Gadis itu menangis tersedu-sedu di dalam kamar temaram itu. Hawa dingin yang sedari tadi melingkupi ruangan itu, tidak lagi dirasakan kulitnya yang dibalut kain tipis. Gadis itu masih memikirkan semua kenyataan yang menimpa dirinya.
Daddy-nya orang baik, tidak mungkin dia melakukan hal sekejam itu, tidak mungkin! Kata-kata itu selalu dirapalkannya dalam hati gadis itu.
"Bangun!! Heh bangun pemalas!" Aaron mengguncang kaki gadis itu yang menjuntai di lantai yang ditiduri oleh Evelyn.
Gadis itu masih mengenakan gaun pengantinnya, tidur menelungkup dengan kakinya yang menjuntai di lantai. Suara Aaron yang berat membangunkan gadis itu dari tidur lelapnya. Seketika gadis itu terduduk, mengusap wajahnya yang terasa basah oleh air mata. Nampaknya gadis itu menangis semalaman.
"Enak sekali hidupmu bangun siang begini, apakah kau masih berpikir kau ini seorang putri?" bentak pria itu, membuat Evelyn terkejut.
"Ma..maaf Tuan." Evelyn menundukkan kepalanya.
"Cepat pakai ini, kau harus mengerjakan seluruh pekerjaan di rumah ini!" perintah Aaron, lalu melemparkan kaos dan celana lusuh ke arah Evelyn, membuat Evelyn gelagapan menangkapnya.
"Ma..maksud tuan?"
Brian berdecak kesal, "Kau tidak dengar kata-kataku, mulai hari ini kau harus melakukan semua pekerjaan di rumah ini, kau sudah dengar?!"
"Tapi Tuan..."
"Aku tidak ingin mendengar alasan apapun, dalam dua menit kau sudah harus turun ke bawah." pria itu meninggalkan Evelyn tanpa membiarkan gadis itu bicara.

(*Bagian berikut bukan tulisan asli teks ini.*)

Issue #1397, opened 2017-09-25
PDB/mmCIF parsers spawn multiple threads (thanks to numpy)


StefansM:
If the underlying BLAS library allows it, numpy will spawn a thread for every core in the machine as soon as it is imported. As far as I can tell, these are POSIX threads rather than python threads, so the overhead is not huge, but this can still cause problems when a program is expected to run in a single thread. If you try to run 64 jobs on a 64 core machine, you will end up with 4096 threads, which will almost certainly breach the resource limits on a shared-use machine, causing your jobs to fail and your system administrator to be angry.

This behaviour can be disabled by setting [some environment variables](https://stackoverflow.com/a/31622299), but this is not particular obvious, especially if biopython was installed by an administrator and the underlying dependencies aren't known.

It's not clear to me what the best solution, if any, is to this. I see a few options:

1. Ignore it. This is the usual behaviour of numpy and it is up to the user to configure their system correctly.

2. As above, but add a warning to the FAQ.

3. Override the environment variables that define the number of threads that are used before numpy is imported. This has the disadvantage of changing the environment variable in the user's code as well as the library code.

4. Whenever numpy is to be used, fork off a subprocess with the correct environment variables. This has all the overhead associated with forking and interprocess communication, and would probably just be a huge hassle.

Personally, I found this non-obvious enough that it caused me some real problems with system resource limits (the default on the machines I'm using is 1024 threads or processes) and cost me some time debugging. I didn't expect a PDB parser to be spawning 64 threads, so I spent time combing through my own code first.

### Example
I am using CPython on `Linux-2.6.32-504.el6.x86_64-x86_64-with-redhat-6.6-Santiago` and biopython `1.71.dev0`. In one terminal, I open a python interpreter:

```
$ python
Python 3.6.1 (default, Jun 28 2017, 11:45:40) 
[GCC 4.4.7 20120313 (Red Hat 4.4.7-11)] on linux
Type "help", "copyright", "credits" or "license" for more information.
>>> import os
>>> os.getpid()
27015
>>> 
```
I keep that interpreter open, and in a bash prompt on the same machine I check the number of threads that it is using:
```
$ ps --no-header -L -p 27015 | wc -l
1
```
As expected. Now, in the python interpreter I import numpy and then check the number of threads in use:
```
$ ps --no-header -L -p 27015 | wc -l
64
```
The same thing happens when I import `Bio.PDB` or any other module that uses numpy.

### Numpy configuration
[...]

PR #1401, opened 2017-09-26
Add an FAQ entry for limiting NumPy threads

StefansM:
This pull request addresses issue #1397 by adding an entry to the FAQ giving some workarounds to the problem.

I won't be offended if you ask me to rewrite it: I tend to be a bit too verbose when it comes to this sort of thing.

---

``CONTRIB.rst`` files.


Doc/Tutorial/chapter_introduction.tex
```diff
@@ -312,6 +312,24 @@ \section{Frequently Asked Questions (FAQ)}
...
 
+  \item \emph{Why does Biopython start so many threads?} \\
+  Some parts of Biopython make use of \href{http://www.numpy.org}{NumPy}, which in turn makes use of a system-dependent BLAS (Basic Linear Algebra Subprograms) library. Some BLAS libraries automatically spawn one thread for each available CPU core. On systems where this is the case, simply importing NumPy (or any Biopython module relying on NumPy) will spawn several threads. The number of threads can be changed by setting an environment variable before NumPy is loaded: if your version of NumPy is linked to the Intel MKL, set \verb|MKL_NUM_THREADS| to the desired number; for OpenBLAS, set \verb|OMP_NUM_THREADS|; otherwise, consult the documentation for your BLAS library.
+
+  To do this in Python, you could put this at the beginning of your script before loading Biopython:
+  \begin{verbatim}
+  import os
+  try:
+    os.environ["OMP_NUM_THREADS"] = "1"
```
peterjc: Four space indentation please

Doc/Tutorial/chapter_introduction.tex
```diff
@@ -312,6 +312,24 @@ \section{Frequently Asked Questions (FAQ)}
   \item \emph{Why doesn't} \verb|Bio.Fasta| \emph{work?} \\
   We deprecated the \verb|Bio.Fasta| module in Biopython 1.51 (August 2009) and removed it in Biopython 1.55 (August 2010). There is a brief example showing how to convert old code to use \verb|Bio.SeqIO| instead in the \href{https://github.com/biopython/biopython/blob/master/DEPRECATED.rst}{DEPRECATED.rst} file.
 
+  \item \emph{Why does Biopython start so many threads?} \\
+  Some parts of Biopython make use of \href{http://www.numpy.org}{NumPy}, which in turn makes use of a system-dependent BLAS (Basic Linear Algebra Subprograms) library. Some BLAS libraries automatically spawn one thread for each available CPU core. On systems where this is the case, simply importing NumPy (or any Biopython module relying on NumPy) will spawn several threads. The number of threads can be changed by setting an environment variable before NumPy is loaded: if your version of NumPy is linked to the Intel MKL, set \verb|MKL_NUM_THREADS| to the desired number; for OpenBLAS, set \verb|OMP_NUM_THREADS|; otherwise, consult the documentation for your BLAS library.
```
peterjc: Should we say *"... which in turn may make use of ..."* here (ie *may*)? After all, NumPy might be built with ATLAS instead of BLAS?

peterjc:
@StefansM Other than those very minor tweaks, this looks good. I've double checked the LaTeX rendering locally (since the verbatim section can be tricky given all the special characters), and that's perfect.

@mdehoon you do a lot more with NumPy than me - any comments on this?

StefansM:
@peterjc I've fixed the indentation of the python sample. I should know better than to trust autoindent for code embedded in LaTeX documents.

I also reworded the text slightly following your suggestion. The Intel MKL isn't just a BLAS library, so I changed that to "mathematics library".

peterjc:
Looks good. If there are no objections or further suggestions, I'll merge this later this week.

peterjc:
Apparently it can be ``$OPENBLAS_NUM_THREADS`` which needs setting, see https://mail.python.org/pipermail/numpy-discussion/2017-September/077224.html

StefansM:
It looks like it can be `OPENBLAS_NUM_THREADS`, `GOTO_NUM_THREADS` or `OMP_NUM_THREADS`, depending on how OpenBLAS was linked: https://github.com/xianyi/OpenBLAS#set-the-number-of-threads-with-environment-variables

I think these are the most common libraries that NumPy is linked with:

* **Netlib LAPACK/BLAS**: Single-threaded only, nothing to set.
* **ATLAS**: [Set at compile time](http://math-atlas.sourceforge.net/faq.html#tnum), nothing that can be done.
* **BLIS**: Set [`BLIS_NUM_THREADS`](https://github.com/flame/blis/wiki/Multithreading#the-automatic-way)
* **Intel MKL**: Set [`MKL_NUM_THREADS`](https://software.intel.com/en-us/articles/recommended-settings-for-calling-intel-mkl-routines-from-multi-threaded-applications)
* [**OpenBLAS**](https://github.com/xianyi/OpenBLAS#set-the-number-of-threads-with-environment-variables):
  + Compiled with OpenMP: Set `OMP_NUM_THREADS`
  + Otherwise, set `OPENBLAS_NUM_THREADS` or `GOTO_NUM_THREADS`.
  + Practically speaking, it's probably best to set both `OPENBLAS_NUM_THREADS` and `OMP_NUM_THREADS`.

I've not actually tested whether this problem occurs with these other libraries, but it seems likely. I'm happy to add these to the FAQ entry if you think it wouldn't bulk it out too much.

peterjc:
Let's give it a day or two in case that thread on the NumPy discussion list has a more authoritative answer (e.g. in some cases is it function call time rather than import time which matters?)

peterjc:
We never did merge this - and surprisingly I don't recall any queries in the years since about threads via numpy. I'm going to just close this, sorry, rebasing is non-trivial.

Note the tutorial has since moved from LaTeX to reStructuredText and the FAQ is now here:
https://github.com/biopython/biopython/blob/biopython-184/Doc/Tutorial/chapter_introduction.rst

Evelyn dengan cepat mengganti bajunya, waktunya tidak banyak, tidak sempat untuk mandi, bahkan sekedar membasuh wajah saja tidak sempat.
Evelyn menuruni tangga dengan terburu-buru, walaupun gadis itu hanya memakai kaus lusuh yang kebesaran, kecantikan gadis itu tidak berkurang sedikitpun. Gadis itu tetap memancarkan sinarnya, sehingga membuat orang yang melihatnya pun merasa teduh akan kecantikan gadis itu.
•••
Evelyn menoleh kesana kemari mencari keberadaan Aaron.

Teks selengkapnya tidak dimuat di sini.